### [Task objective]
From the first line to the last, set down the data exactly as given.

### [Data for processing]
PR #6120, opened 2018-01-19
 Migrate: Log prospector to the input interface

ph:
require #6078

### DIFF
--- a/filebeat/input/log/input.go
+++ b/filebeat/input/log/input.go
@@ -11,8 +11,8 @@ import (
 
 	"github.com/elastic/beats/filebeat/channel"
 	"github.com/elastic/beats/filebeat/harvester"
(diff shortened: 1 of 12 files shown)


filebeat/input/log/input.go
```diff
@@ -11,8 +11,8 @@ import (
 
 	"github.com/elastic/beats/filebeat/channel"
 	"github.com/elastic/beats/filebeat/harvester"
+	input "github.com/elastic/beats/filebeat/input"
```
ruflin: Why do you prefix it here with `input`? It should already be input.

ph: let me check that, i believe my editor did this change.

ph:
@ruflin rebase and removed the input, not sure about the import, I've never managed the import manually.

Issue #6123, opened 2018-01-19
[Metricbeat] kubernetes.node.cpu.allocatable.cores should be a float not a long 


simianhacker:
The value stored for `kubernetes.node.cpu.allocatable.cores` is a float not a long. We should update the mapping accordingly.

ruflin:
I opened https://github.com/elastic/beats/pull/6130 to solve this.

PR #6130, opened 2018-01-21
Change kubernetes.node.cpu.allocatable.cores to float

ruflin:
Closes https://github.com/elastic/beats/issues/6123


exekias:
should we add a changelog entry?

ruflin:
@exekias Yes we should. Added and rebased on master which should also fix / rerun jenkins.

### [Result of this task]
PR #6120, opened 2018-01-19
 Migrate: Log prospector to the input interface

ph:
require #6078

### DIFF
--- a/filebeat/input/log/input.go
+++ b/filebeat/input/log/input.go
@@ -11,8 +11,8 @@ import (
 
 	"github.com/elastic/beats/filebeat/channel"
 	"github.com/elastic/beats/filebeat/harvester"
(diff shortened: 1 of 12 files shown)


filebeat/input/log/input.go
```diff
@@ -11,8 +11,8 @@ import (
 
 	"github.com/elastic/beats/filebeat/channel"
 	"github.com/elastic/beats/filebeat/harvester"
+	input "github.com/elastic/beats/filebeat/input"
```
ruflin: Why do you prefix it here with `input`? It should already be input.

ph: let me check that, i believe my editor did this change.

ph:
@ruflin rebase and removed the input, not sure about the import, I've never managed the import manually.

Issue #6123, opened 2018-01-19
[Metricbeat] kubernetes.node.cpu.allocatable.cores should be a float not a long 


simianhacker:
The value stored for `kubernetes.node.cpu.allocatable.cores` is a float not a long. We should update the mapping accordingly.

ruflin:
I opened https://github.com/elastic/beats/pull/6130 to solve this.

PR #6130, opened 2018-01-21
Change kubernetes.node.cpu.allocatable.cores to float

ruflin:
Closes https://github.com/elastic/beats/issues/6123


exekias:
should we add a changelog entry?

ruflin:
@exekias Yes we should. Added and rebased on master which should also fix / rerun jenkins.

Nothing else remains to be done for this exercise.